It was a three hour slug-fest and Rupert Murdoch emerged clearly victorious but Crikey had a ball at the last Australian shareholder meetings in Adelaide for News Corp on Tuesday, as you can see from what we emailed subscribers just hours after it finished. Read on for more of our coverage throughout the week.
Rupert Murdoch receiving a thumping endorsement from his shareholders today with a record turn out and all resolutions passed with more than 90 per cent support. So it’s bye bye Adelaide, hello Delaware after a remarkable 51 year journey which left plenty of people feeling a little melancholy.
A record number of shareholders spoke at the five different meetings which lasted from 10am till 1.12pm at the Hilton International in Adelaide, a venue Rupert hasn’t used for an AGM in recent years, but needed for its extra big ballroom that was full with more than 500 attending.
However, there was still plenty of debate and Crikey led the charge against the proposal but was slapped down on numerous occasions or simply had questions left unanswered. Rupert was at his charming and sometimes aggressive best but he did give everyone a chance to have their say knowing full well that he had won the day.
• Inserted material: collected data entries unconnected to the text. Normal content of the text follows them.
Issue #1828, opened 2026-08-17
ARCH-039: ten options on the PUBLISHED InteractiveSession surface are declared and set by nothing


woojubb:
Surfaced by extending `optionReachability` to `IInteractiveSessionStandardOptions` during ARCH-013
stage 3. Filed rather than folded in: all ten are pre-existing and none is caused by that change.

Reproduce: `node scripts/harness/scan-option-reachability.mjs` with the
`IInteractiveSessionStandardOptions` entry removed from
`scripts/harness/option-reachability-baseline.json`.

## Why this watch was added

Stage 1's ratchet watched only `ICreateSessionOptions` — the INTERNAL assembly surface. That cannot
see a key declared on the type a consumer actually uses and forwarded by nothing, and stage 3's first
attempt proved the gap is live: both `guardrails` and `retrievalAdapter` were added to the published
type, projected into `ICreateSessionOptions`, and dropped by the ~40-field hand-map in
`initializeInteractiveSessionAsync` in between. The ratchet certified an 11→9 gain the code did not
deliver, and only an independent review caught it.

`IInteractiveSessionStandardOptions` is where unreachability is user-visible: a consumer can only set
what this type declares.

## The ten

`automaticMemory`, `commandHostAdapters`, `orgPolicy`, `providerDefinitions`, `recallMemory`,
`remoteCommandPolicy`, `sessionName`, `sessionStore`, `shellExec`, `terminalHandoff`

Each is declared on the published surface and assigned by no production code, so a consumer setting it
gets silence. They are frozen in the baseline as a burn-down (may shrink, must never grow), exactly as
stage 1 froze its own eleven.

## What this is NOT

Not a claim that all ten are defects of the same kind. Some may be legitimately injected by a
composition root the scan cannot see, some may be dead declarations to remove, and at least
`sessionStore` also appears in the `ICreateSessionOptions` list — which suggests one root cause across
both surfaces rather than ten independent ones. Triaging that is the work; the measurement is done.

Several are advertised capabilities in the same sense `guardrails` and `retrievalAdapter` were
(SELFHOST-008's `automaticMemory`/`recallMemory`, REMOTE-006's `remoteCommandPolicy`, TERM-001's
`terminalHandoff`), so the same question applies to each: is it unreachable, or reached by a path the
scan's producer rule does not model? Stage 3's answer for its two was "genuinely unreachable", and it
took driving the public entry point to establish that rather than reading the code.

woojubb:
[...]

Issue #1805, opened 2026-08-16
ARCH-037: IAgentJobHostContext and ICommandSessionRuntime are decomposed but their consumers still name the aggregate (18 and 4 sites)


woojubb:
## What

ARCH-029 decomposed all three command-axis contracts into role ports, but drove only
`ICommandHostContext` to zero consumer references. The other two are frozen at what they measure
today:

| aggregate | ports | type-position references outside the allowlist |
| --- | --- | --- |
| `ICommandHostContext` | 15 | **0** (TC-05, the approved criterion) |
| `IAgentJobHostContext` | 5 | **18**, across 8 files |
| `ICommandSessionRuntime` | 6 | **4**, across 5 files |

Both are ratcheted in `.agents/harness.config.json` → `aggregateNaming.aggregates`, so they can fall
and cannot rise. This item is to take them to 0.

## Why it matters

ARCH-029's own thesis is that a god contract is not fixed by decomposing it — it is fixed when the
consumers stop naming it, and those are two different events. By that standard 2 of the 3
decompositions are structural today and behavioural nowhere: a command that declares
`IAgentJobHostContext` still takes all 15 members when it uses two.

This is not a defect in ARCH-029. TC-05 scoped the zero to `ICommandHostContext` deliberately, and
the design sanctions exactly this split ("TC-05a freezes at N, TC-05b reaches 0 in a named seam with
every residual site enumerated and justified"). Filed so the second half has an owner instead of
living as a frozen number nobody revisits.

## Where

`IAgentJobHostContext` (18): `packages/agent-command/src/agent/agent-command.ts`,
`packages/agent-command/src/schedule/schedule-command.ts`, and 6 more — enumerate with:

    node -e "import('./scripts/harness/scan-aggregate-naming.mjs').then(m=>{const{counts}=m.collectAggregateNaming();for(const[k,v]of counts)console.log(k,[...v.files.entries()])})"

## Direction

The same mechanism ARCH-029 used, which is already built and in the repo: narrow each declaration to
the role port(s) the body actually reads, then drop the frozen number to 0. The role ports exist
(`agent-job-roles.ts`, `session-roles.ts`), the ratchet exists, and the conformant doubles
(`createTestAgentJobHost`, `createTestSessionRuntime`) exist. What is left is the declaration
migration.

## Found by

Independent review of the ARCH-029 branch, which flagged that claim (1) presented all three as
decomposed while only one was measured.

woojubb:
[...]

Issue #1619, opened 2026-08-03
HARNESS-074: the review machinery performs a second review instead of resolving the first


woojubb:
Owner policy: code review on an open pull request is delegated to the review automation the PR runs.
The local loop's job is to RESOLVE what that review reports — fetch the findings, judge each, fix or
refute, push, read the round the push re-triggered.

The machinery does something else: it performs a second, local review of the same change and converges
on that. The cost is paid twice, and the second opinion is the weaker one — it does not carry the PR's
comment history, so it cannot see which findings an earlier round already answered.

The procedure for the intended shape already exists and was not being invoked:
`.agents/skills/automated-review-convergence/SKILL.md`.

**Each piece, judged against the policy:**

| Piece | What it does | Verdict |
|---|---|---|
| `pr-review-orchestration` Round B step 1 | Dispatched a reviewer agent on the OPEN PR | Fails — corrected |
| `.claude/hooks/pre-push-check.sh` | Refuses a push without a recorded LOCAL review of the diff | Fails |
| `record-local-review.mjs`, `.agents/local-reviews/` | Stores that local review, per working tree | Follows the above |
| `pr-review-orchestration` Round A | The skill form of the same pre-push local review | Fails |
| `.claude/hooks/merge-gate.sh` | Reads the disposition from the PR LABEL, not the local record | Conforms — precedent |
| `.github/workflows/review-gate.yml` | Reads code-scanning alerts and labels | Conforms |
| `automated-review-convergence` | Fetch, judge, resolve, push, re-read | Is the policy |

Two things sharpen the direction rather than just condemning the machinery:

- **The merge gate already moved.** It once read the per-working-tree record and was changed to read a
  PR label, because a record keyed to a local checkout is invisible to the clone that merges. The same
  reasoning applies to every decision the local record still carries.
- **The pre-push gate's stated reason is a COST argument, not a review argument** — a round before the
  push costs a minute where the same round after it costs a CI cycle. That reason survives. What does
  not survive is discharging it by performing a review: mechanical verification before a push is
  verification; a subjective review before a push is the duplicated reviewer wearing a hook.

Task: `.agents/tasks/HARNESS-074-the-review-loop-duplicates-the-reviewer.md`

Direction is ordered because the record's readers change with each step: fix the pre-push gate's
demand first, make Round A follow the hook, keep Round B resolving (done), then decide the local
record's fate once its readers are enumerated mechanically, and only then move
[...]

PR #2016, opened 2026-08-22
docs(harness): correct the issue-link header's central number, and record the instance that happened while reviewing it

woojubb:
Refs #1916. Follow-up to PR #2011, which merged the corrected **code** and left the uncorrected **header**.

## What was wrong

The module header said 39 records claim an ID that an issue title also claims while naming no issue — carried over from the item's discussion, where it was a **frontmatter-only** count. This module's predicate is `namesItsIssue`, which reads the body.

Measured with the predicates the module actually ships, over the 48 IDs claimed by both a record and an issue title:

| | |
|---|---|
| **44** | the record names that issue's own number |
| **3** | the record names a **different** issue — `ARCH-037` (issue #1805) cites 1764/1773; `ARCH-039` (issue #1828) cites 1764; `HARNESS-074` (issue #1619) cites 1615 |
| **1** | the record names none at all — `HARNESS-058` (issue #1571) |

So the gap is **four citation lines in four named files**, not a wait for new records to accumulate. The header made a bounded, nameable burn-down look unbounded — and it is the number a reader would act on.

The three-citing-a-different-issue case is the more interesting one: a well-formed, machine-parseable link pointing at the wrong thing. That is the never-true shape with four live instances, and it is a stronger argument for "the link resolves **and** that issue still claims this ID" than prose about it.

## How this session got the number wrong twice

Re-deriving it here produced **39**, then **2**, then **44**. The first two used a number pattern ending in `\b` — which matches nothing after a digit, so a record citing `#1617` failed to match `#1617`. Three measurements of one population, two wrong through the same one-character defect, and the one that held was produced independently by a reviewer and then reproduced here.

That post-mortem is in the header, not only in the commit: the next person to re-measure will reach for the same pattern.

## The fourth instance of this defect happened while reviewing the fix

The three collisions #1916 was opened for were between two **clones**, minutes apart — which invites the reading that the defect needs a second machine. It does not.

PR #2011 was reviewed at one head, given a clean verdict, and merged — and the head had moved by one commit in between. The merge took the corrected code and left the uncorrected header: **this module's own subject with the halves swapped**, the half a future reader trusts being the wrong one.

Seconds, one pull request, one person. Re-reading the head immediately before writing would have closed it. Recorded in the module so the next reader does not treat multi-clone work as the precondition.

`verify-like-ci` 12/12 PASS.

https://claude.ai/code/session_017uvyAk1oL2RmY2LCXJSq9s

### DIFF
--- a/scripts/harness/task-record-issue-link.mjs
+++ b/scripts/harness/task-record-issue-link.mjs
@@ -8,10 +8,22 @@
  *
  * ## The missing piece was never the network
  *
- * Measured when this landed: 48 IDs are claimed by both a record and an issue title, and 39 of those
- * records carry no reference to that issue's number — yet they are overwhelmingly the SAME item
- * written twice, not two items. So a scan over the union of both sources reports 39 false
- * collisions. What is absent is the LINK, and 87 of 798 records have one in any form.
+ * Measured with the predicates this module ships — `namesItsIssue` and `ISSUE_LINK_PATTERNS` — over
+ * the 48 IDs claimed by BOTH a record and an issue title:
+ *
+ *   44  the record names that issue's own number
+ *    3  the record names a DIFFERENT issue (`ARCH-037`→#1805 cites 1764/1773; `ARCH-039`→#1828
+ *       cites 1764; `HARNESS-074`→#1619 cites 1615)
+ *    1  the record names none at all (`HARNESS-058`→#1571)
+ *
+ * So the gap is FOUR citation lines in four named files, not a wait for new records to accumulate.
+ * A first cut of this header said 39, which was a frontmatter-only count carried over from the
+ * item's discussion, and two attempts to re-derive it here produced 39 and then 2 — both from a
+ * `#\d+\b` pattern whose `\b` does nothing after a digit. The number that survived was the one a
+ * reviewer measured independently and this session then reproduced. Recorded because the wrong
+ * figure was the load-bearing one: it made the burn-down look unbounded when it is four lines.
+ *
+ * Across the whole tree the link is on 87 of 798 records.
  *
  * Requiring it makes the cross-source comparison exact: an ID claimed by a record and by an issue
  * the record names is one item; an ID claimed by a record and by an issue it does NOT name is two.
--- a/scripts/harness/task-record-issue-link.mjs
+++ b/scripts/harness/task-record-issue-link.mjs
@@ -25,6 +25,18 @@
  *
  * Across the whole tree the link is on 87 of 798 records.
  *
+ * ## The best instance of this defect happened while fixing it
+ *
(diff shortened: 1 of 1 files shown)


woojubb:
## Review — base `dec38cd3c`, head `01ae68cc6`

**ACTIONABLE FINDINGS: 1** (1 MUST)

The header restoration is right and the fourth-instance paragraph is better written than the account I gave you. One number in it is wrong, and it is wrong in the class this module documents.

### MUST — `44 / 3 / 1` is `44 / 2 / 2`, and the miscount is a bare `#N` read as an issue

The header ships:

```
 *    3  the record names a DIFFERENT issue (`ARCH-037`→#1805 cites 1764/1773; `ARCH-039`→#1828
 *       cites 1764; `HARNESS-074`→#1619 cites 1615)
```

Classified through the issues API (`gh api repos/woojubb/robota/issues/<n> -q 'if .pull_request then "PR" else "ISSUE" end'`):

| number | kind | title |
| --- | --- | --- |
| `#1764` | **issue** | contract hygiene: three pass-through re-exports and an unnamed… |
| `#1773` | **PR** | fix(subagent): derive the subagent↔background-task… |
| `#1615` | **PR** | fix(harness): publish a verdict, delete a copy, label three… |

So:

- **`HARNESS-074` names no issue at all.** Its only reference is `#1615`, and `#1615` is a pull request. It belongs in the "names none" bucket, not the "names a different issue" bucket.
- **`ARCH-037` cites one different issue, not two.** `#1764` is an issue; `#1773` is a pull request. Listing them as `1764/1773` reads as two issues.

Corrected: **44 name their own issue, 2 name a different issue (`ARCH-037` and `ARCH-039`, both `#1764`), 2 name none (`HARNESS-074`, which cites only a PR, and `HARNESS-058`, which cites nothing).**

`namesItsIssue` agrees with the corrected split rather than the shipped one: `ISSUE_LINK_PATTERNS` requires `issue #N` or an issues URL, and a bare `#1615` matches neither. The header therefore states a number its own predicate would not produce — which is the defect the same header is in the middle of narrating. The `\b` post-mortem you added says a re-derivation must be done with the shipped predicate; this line was derived with a looser one.

`HARNESS-074` is worth keeping as the named example rather than dropping: it is the live case for *why* a bare `#N` must not count. A record whose only reference is a pull request would move into the linked column under any pattern that accepts `#N`, and it would do so while naming nothing that could ever be compared against an issue title.

### Not blocking

The fourth-instance paragraph is accurate and I would not soften it. One factual addition if you want it: the head had moved by **one commit** and the cause was mechanical — the re-review, the verdict and the merge were three separate calls, and nothing between them re-read `headRefOid`. The fix is not vigilance, it is reading the head in the same step that merges.

### Verified, not assumed

The four records' citations were read from the files at `origin/develop`, and every number classified through the issues API rather than by shape.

Early proxy release deflates drama
The heat came straight out of the meeting when News Corp released the proxies figures and distributed them to various journalists at the meeting before the AGM started. This is usually criticised for being intimidatory but that naturally didn’t stop Rupert. It is worth looking at all the figures carefully here.
Rupert was naughty in that he voted undirected proxies and he didn’t answer the question when Crikey asked that he not do this given that he had a conflict of interest and wasn’t voting his own stake. The undirected vote was smaller than expected and Rupert was pleased as punch with the overall turnout which was clearly a record for the company. However, it was academic at the end of the day because 96 per cent of non-voting stock supported the deal and 92 per cent of the voting shares.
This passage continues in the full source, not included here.